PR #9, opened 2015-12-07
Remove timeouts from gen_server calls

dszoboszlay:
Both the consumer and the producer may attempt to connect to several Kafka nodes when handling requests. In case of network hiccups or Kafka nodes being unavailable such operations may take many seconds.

==

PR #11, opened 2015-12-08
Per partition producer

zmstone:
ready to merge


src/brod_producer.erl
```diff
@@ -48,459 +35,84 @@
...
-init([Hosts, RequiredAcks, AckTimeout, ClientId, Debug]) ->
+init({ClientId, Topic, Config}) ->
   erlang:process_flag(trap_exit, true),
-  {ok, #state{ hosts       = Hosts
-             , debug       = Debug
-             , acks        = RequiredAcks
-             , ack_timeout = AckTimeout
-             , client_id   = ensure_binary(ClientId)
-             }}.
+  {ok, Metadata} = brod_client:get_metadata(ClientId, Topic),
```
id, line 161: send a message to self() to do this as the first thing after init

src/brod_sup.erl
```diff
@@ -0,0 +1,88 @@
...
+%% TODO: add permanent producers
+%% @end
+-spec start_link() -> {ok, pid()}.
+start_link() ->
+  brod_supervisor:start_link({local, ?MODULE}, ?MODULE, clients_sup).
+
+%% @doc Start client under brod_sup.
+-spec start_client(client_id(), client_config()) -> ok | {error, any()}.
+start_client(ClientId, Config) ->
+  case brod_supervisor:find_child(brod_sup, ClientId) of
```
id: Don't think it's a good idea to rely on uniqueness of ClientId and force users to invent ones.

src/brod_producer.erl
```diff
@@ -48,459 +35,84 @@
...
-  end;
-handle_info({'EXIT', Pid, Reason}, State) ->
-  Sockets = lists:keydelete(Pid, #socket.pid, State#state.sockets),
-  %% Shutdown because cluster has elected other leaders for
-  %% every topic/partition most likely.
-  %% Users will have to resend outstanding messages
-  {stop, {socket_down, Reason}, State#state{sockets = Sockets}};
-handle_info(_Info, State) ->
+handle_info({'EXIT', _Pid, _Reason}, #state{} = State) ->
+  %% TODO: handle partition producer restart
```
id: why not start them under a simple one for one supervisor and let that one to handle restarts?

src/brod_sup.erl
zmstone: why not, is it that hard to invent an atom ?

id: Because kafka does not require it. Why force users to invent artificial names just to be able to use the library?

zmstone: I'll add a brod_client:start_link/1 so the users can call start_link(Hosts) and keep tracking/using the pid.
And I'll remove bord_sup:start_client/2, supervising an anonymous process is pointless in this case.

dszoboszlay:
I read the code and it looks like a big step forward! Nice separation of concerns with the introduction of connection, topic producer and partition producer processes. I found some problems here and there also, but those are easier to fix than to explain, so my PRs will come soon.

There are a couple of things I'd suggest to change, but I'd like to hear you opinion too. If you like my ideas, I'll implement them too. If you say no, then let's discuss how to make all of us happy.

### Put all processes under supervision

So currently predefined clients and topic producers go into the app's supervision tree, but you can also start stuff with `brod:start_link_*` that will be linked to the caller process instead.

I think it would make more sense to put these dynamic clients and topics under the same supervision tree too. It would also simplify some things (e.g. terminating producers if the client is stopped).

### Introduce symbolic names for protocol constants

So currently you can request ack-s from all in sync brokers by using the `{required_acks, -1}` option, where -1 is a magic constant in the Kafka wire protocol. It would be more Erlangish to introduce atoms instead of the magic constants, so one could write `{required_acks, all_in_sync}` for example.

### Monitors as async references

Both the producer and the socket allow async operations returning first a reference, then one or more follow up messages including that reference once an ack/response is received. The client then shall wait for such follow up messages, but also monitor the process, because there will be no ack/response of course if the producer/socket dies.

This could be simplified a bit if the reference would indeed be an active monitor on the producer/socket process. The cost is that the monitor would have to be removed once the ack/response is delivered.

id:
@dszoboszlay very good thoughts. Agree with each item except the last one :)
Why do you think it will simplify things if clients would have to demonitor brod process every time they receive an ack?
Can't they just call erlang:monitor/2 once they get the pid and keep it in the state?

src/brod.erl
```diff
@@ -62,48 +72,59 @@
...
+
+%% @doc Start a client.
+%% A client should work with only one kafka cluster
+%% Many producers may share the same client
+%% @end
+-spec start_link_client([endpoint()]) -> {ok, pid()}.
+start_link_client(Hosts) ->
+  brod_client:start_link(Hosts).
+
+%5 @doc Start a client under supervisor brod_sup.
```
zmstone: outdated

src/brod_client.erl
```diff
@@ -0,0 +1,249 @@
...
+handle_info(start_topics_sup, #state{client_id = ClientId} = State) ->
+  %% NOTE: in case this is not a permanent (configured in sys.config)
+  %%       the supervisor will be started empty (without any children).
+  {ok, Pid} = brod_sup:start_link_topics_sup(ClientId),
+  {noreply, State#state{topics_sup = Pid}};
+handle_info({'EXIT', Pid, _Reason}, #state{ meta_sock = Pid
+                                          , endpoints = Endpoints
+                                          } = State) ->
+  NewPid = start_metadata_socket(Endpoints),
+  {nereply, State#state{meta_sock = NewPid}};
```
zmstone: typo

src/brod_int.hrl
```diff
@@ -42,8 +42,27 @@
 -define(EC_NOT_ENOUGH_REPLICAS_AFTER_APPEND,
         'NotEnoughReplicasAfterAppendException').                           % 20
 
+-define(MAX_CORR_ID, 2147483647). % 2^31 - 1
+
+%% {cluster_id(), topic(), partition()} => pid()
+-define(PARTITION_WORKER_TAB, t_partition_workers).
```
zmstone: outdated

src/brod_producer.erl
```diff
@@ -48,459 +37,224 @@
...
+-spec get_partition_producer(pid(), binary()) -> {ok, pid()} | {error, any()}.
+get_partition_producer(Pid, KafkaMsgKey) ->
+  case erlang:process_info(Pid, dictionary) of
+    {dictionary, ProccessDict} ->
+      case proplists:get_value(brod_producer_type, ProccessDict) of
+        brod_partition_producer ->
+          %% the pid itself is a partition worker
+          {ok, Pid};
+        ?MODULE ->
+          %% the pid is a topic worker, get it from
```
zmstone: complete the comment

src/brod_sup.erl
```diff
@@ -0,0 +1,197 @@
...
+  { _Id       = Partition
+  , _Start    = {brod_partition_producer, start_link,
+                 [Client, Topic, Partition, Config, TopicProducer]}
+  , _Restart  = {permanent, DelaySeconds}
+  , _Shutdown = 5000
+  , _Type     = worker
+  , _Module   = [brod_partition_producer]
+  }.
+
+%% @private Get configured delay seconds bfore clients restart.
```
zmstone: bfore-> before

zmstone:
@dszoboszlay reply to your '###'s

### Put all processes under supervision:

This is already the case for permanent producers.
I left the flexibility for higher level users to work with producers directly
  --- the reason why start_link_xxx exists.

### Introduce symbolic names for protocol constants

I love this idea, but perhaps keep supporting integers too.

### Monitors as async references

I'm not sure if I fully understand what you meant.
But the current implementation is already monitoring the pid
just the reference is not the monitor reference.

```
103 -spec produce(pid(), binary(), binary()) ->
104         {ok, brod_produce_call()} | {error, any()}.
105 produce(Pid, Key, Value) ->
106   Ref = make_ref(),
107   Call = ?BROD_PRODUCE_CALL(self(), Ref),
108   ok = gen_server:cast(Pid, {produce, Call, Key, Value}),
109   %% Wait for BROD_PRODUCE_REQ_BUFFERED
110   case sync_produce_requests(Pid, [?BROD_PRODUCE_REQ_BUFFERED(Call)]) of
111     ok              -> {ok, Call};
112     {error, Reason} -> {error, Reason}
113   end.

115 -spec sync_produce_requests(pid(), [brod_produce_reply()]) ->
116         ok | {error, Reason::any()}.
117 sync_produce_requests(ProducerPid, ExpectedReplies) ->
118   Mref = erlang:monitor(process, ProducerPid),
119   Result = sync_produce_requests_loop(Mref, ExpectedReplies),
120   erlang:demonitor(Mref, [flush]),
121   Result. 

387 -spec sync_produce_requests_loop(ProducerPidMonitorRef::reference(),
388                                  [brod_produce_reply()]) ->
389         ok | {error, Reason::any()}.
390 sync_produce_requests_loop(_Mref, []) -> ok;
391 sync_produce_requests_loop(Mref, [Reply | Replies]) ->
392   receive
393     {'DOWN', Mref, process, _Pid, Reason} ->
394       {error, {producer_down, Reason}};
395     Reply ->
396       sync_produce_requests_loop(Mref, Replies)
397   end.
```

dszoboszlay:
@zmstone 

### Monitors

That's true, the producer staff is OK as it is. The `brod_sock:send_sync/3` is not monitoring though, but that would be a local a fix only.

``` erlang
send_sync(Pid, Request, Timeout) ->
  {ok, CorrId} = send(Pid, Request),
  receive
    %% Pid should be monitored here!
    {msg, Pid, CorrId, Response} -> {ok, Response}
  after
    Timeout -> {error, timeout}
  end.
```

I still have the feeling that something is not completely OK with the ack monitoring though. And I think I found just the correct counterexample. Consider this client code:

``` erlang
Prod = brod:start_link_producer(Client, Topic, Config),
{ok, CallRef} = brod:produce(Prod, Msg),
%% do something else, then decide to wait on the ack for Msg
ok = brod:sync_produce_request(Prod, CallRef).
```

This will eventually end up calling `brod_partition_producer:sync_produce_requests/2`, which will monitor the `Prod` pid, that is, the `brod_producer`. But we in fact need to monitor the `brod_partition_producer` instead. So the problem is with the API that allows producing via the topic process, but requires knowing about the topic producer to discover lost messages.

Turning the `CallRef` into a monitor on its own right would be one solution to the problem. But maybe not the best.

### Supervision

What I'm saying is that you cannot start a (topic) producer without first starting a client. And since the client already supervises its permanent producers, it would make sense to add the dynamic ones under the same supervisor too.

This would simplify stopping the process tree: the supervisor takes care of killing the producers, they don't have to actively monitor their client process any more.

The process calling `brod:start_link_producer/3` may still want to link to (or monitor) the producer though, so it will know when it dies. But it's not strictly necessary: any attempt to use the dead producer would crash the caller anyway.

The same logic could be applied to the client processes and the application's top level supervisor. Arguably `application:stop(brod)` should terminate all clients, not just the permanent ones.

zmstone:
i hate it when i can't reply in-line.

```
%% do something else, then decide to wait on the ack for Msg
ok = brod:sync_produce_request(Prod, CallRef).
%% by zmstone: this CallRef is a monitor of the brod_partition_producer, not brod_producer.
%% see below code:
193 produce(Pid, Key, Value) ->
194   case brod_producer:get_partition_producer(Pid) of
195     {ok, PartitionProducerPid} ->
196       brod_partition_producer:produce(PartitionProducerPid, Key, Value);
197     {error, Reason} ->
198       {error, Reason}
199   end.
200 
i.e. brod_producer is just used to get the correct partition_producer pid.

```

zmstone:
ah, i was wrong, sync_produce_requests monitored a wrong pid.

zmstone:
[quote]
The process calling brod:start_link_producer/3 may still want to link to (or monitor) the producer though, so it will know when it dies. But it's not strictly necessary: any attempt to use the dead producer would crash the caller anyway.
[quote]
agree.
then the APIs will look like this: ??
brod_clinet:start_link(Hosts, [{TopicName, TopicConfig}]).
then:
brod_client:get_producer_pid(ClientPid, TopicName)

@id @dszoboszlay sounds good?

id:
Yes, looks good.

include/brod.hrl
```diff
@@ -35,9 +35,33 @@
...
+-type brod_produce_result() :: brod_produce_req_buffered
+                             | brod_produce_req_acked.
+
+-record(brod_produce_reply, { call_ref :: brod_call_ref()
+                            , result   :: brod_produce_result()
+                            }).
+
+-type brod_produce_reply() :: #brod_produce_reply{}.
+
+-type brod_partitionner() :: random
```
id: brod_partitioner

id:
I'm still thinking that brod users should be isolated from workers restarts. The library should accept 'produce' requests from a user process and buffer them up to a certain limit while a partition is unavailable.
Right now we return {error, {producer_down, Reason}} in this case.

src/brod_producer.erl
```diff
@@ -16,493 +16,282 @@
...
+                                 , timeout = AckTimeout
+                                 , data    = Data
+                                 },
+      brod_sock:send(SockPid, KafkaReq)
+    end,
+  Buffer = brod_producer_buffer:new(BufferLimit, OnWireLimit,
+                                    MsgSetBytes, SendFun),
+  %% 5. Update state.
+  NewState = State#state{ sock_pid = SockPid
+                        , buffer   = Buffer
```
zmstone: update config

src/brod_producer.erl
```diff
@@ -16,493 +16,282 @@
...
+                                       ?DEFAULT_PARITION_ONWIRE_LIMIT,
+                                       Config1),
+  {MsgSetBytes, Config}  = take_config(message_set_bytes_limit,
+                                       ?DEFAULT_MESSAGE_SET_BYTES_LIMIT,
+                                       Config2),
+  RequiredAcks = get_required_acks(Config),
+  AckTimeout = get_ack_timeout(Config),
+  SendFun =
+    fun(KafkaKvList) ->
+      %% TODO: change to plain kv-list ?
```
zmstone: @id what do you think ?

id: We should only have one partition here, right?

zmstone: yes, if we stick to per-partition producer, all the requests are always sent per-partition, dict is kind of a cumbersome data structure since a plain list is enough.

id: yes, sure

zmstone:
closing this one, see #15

*Goal of the exercise*
Begin at the line above that has "PR #9, opened 2015-12-07" and stop after the line that has "Both the consumer", copying each line exactly and adding nothing else.

*Finished task*
PR #9, opened 2015-12-07
Remove timeouts from gen_server calls

dszoboszlay:
Both the consumer and the producer may attempt to connect to several Kafka nodes when handling requests. In case of network hiccups or Kafka nodes being unavailable such operations may take many seconds.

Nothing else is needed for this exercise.